In patients with acute respiratory failure, high-flow nasal cannula (HFNC) is more reliable than is conventional oxygen therapy at reducing rates of endotracheal intubation, although no significant difference was found when HFNC was compared with noninvasive positive pressure ventilation, a new study found.
An increasing awareness of the high rate of adverse events and mortality rates associated with invasive mechanical ventilation in hospitals has led to a rise in the use of noninvasive positive pressure ventilation (NIPPV). While this has effectively cut the use of conventional oxygen therapy (COT), its application in clinical practice is limited by a host of complications such as interface intolerance, skin damage, and other hazards. HFNC, because of its demonstrated efficacy and relatively easier application, and better tolerance in patients, also has been gaining popularity. Despite the known benefits HFNC, this therapy is not given to all adults with acute respiratory failure (ARF). This may be due to the lack of consistency in data regarding how HFNC’s effectiveness at decreasing intubation and reintubation rates compares with COT’s and NIPPV’s.
Researchers in China conducted a meta-analysis and systematic review of all superiority and nonsuperiority data on the outcomes of using HFNC, COT, and NIPPV to treat ARF. Their examination included 18 trials comprising 3,881 patients, which compared the results of receiving HFNC with the results of receiving NIPPV or COT. The study is published in CHEST (10.1016/j.chest.2017.01.004).
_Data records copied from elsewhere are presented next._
PR #830, opened 2021-05-15
Add external authorization via http request

pingiun:
This is similar to [Envoys external authorization](https://www.envoyproxy.io/docs/envoy/latest/api-v3/extensions/filters/http/ext_authz/v3/ext_authz.proto), and can be used for example in combination with [Ory Oathkeeper](https://www.ory.sh/oathkeeper/docs/reference/api#access-control-decision-api).

### DIFF
--- a/auth/external.go
+++ b/auth/external.go
@@ -1,0 +1,63 @@
+package auth
+
+import (
+	"bytes"
+	"log"
+	"net/http"
+
+	"github.com/fabiolb/fabio/config"
+)
+
+type external struct {
+	endpoint          string
+	appendAuthHeaders []string
+	setAuthHeaders    []string
+}
+
+func newExternalAuth(cfg config.ExternalAuth) (AuthScheme, error) {
+	return &external{
+		endpoint:          cfg.Endpoint,
+		appendAuthHeaders: cfg.AppendAuthHeaders,
+		setAuthHeaders:    cfg.SetAuthHeaders,
+	}, nil
+}
+
+func (b *external) Authorized(request *http.Request, response http.ResponseWriter) AuthDecision {
+	client := &http.Client{CheckRedirect: func(req *http.Request, via []*http.Request) error { return http.ErrUseLastResponse }}
+
+	authRequest, err := http.NewRequest(request.Method, b.endpoint+request.URL.RequestURI(), bytes.NewReader(nil))
+	if err != nil {
+		log.Println("[ERROR] Can't make auth external request value:", err.Error())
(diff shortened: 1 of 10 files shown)


wfaler:
👍 for this PR!

auth/external.go
```diff
@@ -0,0 +1,63 @@
...
+func newExternalAuth(cfg config.ExternalAuth) (AuthScheme, error) {
+	return &external{
+		endpoint:          cfg.Endpoint,
+		appendAuthHeaders: cfg.AppendAuthHeaders,
+		setAuthHeaders:    cfg.SetAuthHeaders,
+	}, nil
+}
+
+func (b *external) Authorized(request *http.Request, response http.ResponseWriter) AuthDecision {
+	client := &http.Client{CheckRedirect: func(req *http.Request, via []*http.Request) error { return http.ErrUseLastResponse }}
```
nathanejohnson, line 26: This client should specify a timeout at least, and possibly a transport too depending on whether tls configurations would need to be overridden.

auth/external.go
```diff
@@ -0,0 +1,63 @@
...
+	}
+	authRequest.Header = request.Header
+	authRequest.Host = request.Host
+
+	resp, err := client.Do(authRequest)
+	if err != nil {
+		log.Println("[ERROR] External request error:", err.Error())
+		return unauthorized()
+	}
+
```
nathanejohnson, line 41: resp.Body is never drained or closed.  if err is nil, body needs to be dealt with.

config/load.go
```diff
@@ -689,7 +690,23 @@ func parseAuthScheme(cfg map[string]string) (a AuthScheme, err error) {
...
 			a.Basic.Refresh = d
 		}
+	case "external":
+		a.External = ExternalAuth{
+			Endpoint:          cfg["endpoint"],
+			AppendAuthHeaders: strings.Split(cfg["append-auth-headers"], ","),
+			SetAuthHeaders:    strings.Split(cfg["set-auth-headers"], ","),
+		}
 
+		if strings.HasSuffix(a.External.Endpoint, "/") {
```
nathanejohnson, line 700: Curious to the reasoning for this restriction?

nathanejohnson (changes requested):
Overall I think this will be a great feature, just have a few tweaks before it can be merged.  Sorry this has taken so long to get back to.

marco-m:
Hello,
to avoid duplication, I suggest to double-check that this approach works also with `oauth2_proxy` (more details in #1006).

The investigators concluded that HFNC was associated with significantly lower rates of the need for endotracheal intubation, compared with COT (P = .01). When HFNC was compared with NIPPV, however, the rates of patients needing intubation were not statistically different from each other (P = .16). HFNC was not associated with significant improvements in mortality rates or lengths of stay in the intensive care units, when compared with both COT and NIPPV.
According to the researchers’ subgroup analysis conducted of HFNC in 2,741 patients following extubation, those patients who received HFNC had a significantly lower reintubation rate than that of those who received COT (OR = 0.39, P = .0003). In this analysis, again, no significant differences in outcomes were seen between patients who received HFNC and NIPPV (OR = 1.07, P = .60)
Bin-Miao Liang, MD, PhD, a researcher in the department of respiratory and critical care medicine at Sichuan University in China, and coauthors noted that “concomitant complications such as acute kidney dysfunction and cardiac impairment may contribute to ICU mortality and ICU [lengths-of-stay] besides respiratory status itself.” Factors such as available beds, a patient’s insurance status, and other resources may also have impacted outcomes, they said.
The researchers wrote that they found “[significant] statistical heterogeneity” in the rates of endotracheal intubation and ICU mortality between HFNC and NIPPV. A lack of raw data, which prevented a subanalysis of individual respiratory failure from being performed, is one possible cause of the statistical heterogeneity, the authors concluded.
China-Japan Friendship Hospital is continuing the search for more data on the success rates of HFNC and NIPPV at reducing intubation and mortality rates. The hospital is sponsoring a multicenter, randomized, noninferiority trial titled, “High Flow Nasal Cannula vs. NPPV in Moderate Chronic Obstructive Pulmonary Disease Exacerbation,” according to ClinicalTrials.gov. No results were available for this trial as of Feb. 6.
None of the authors had relevant disclosures.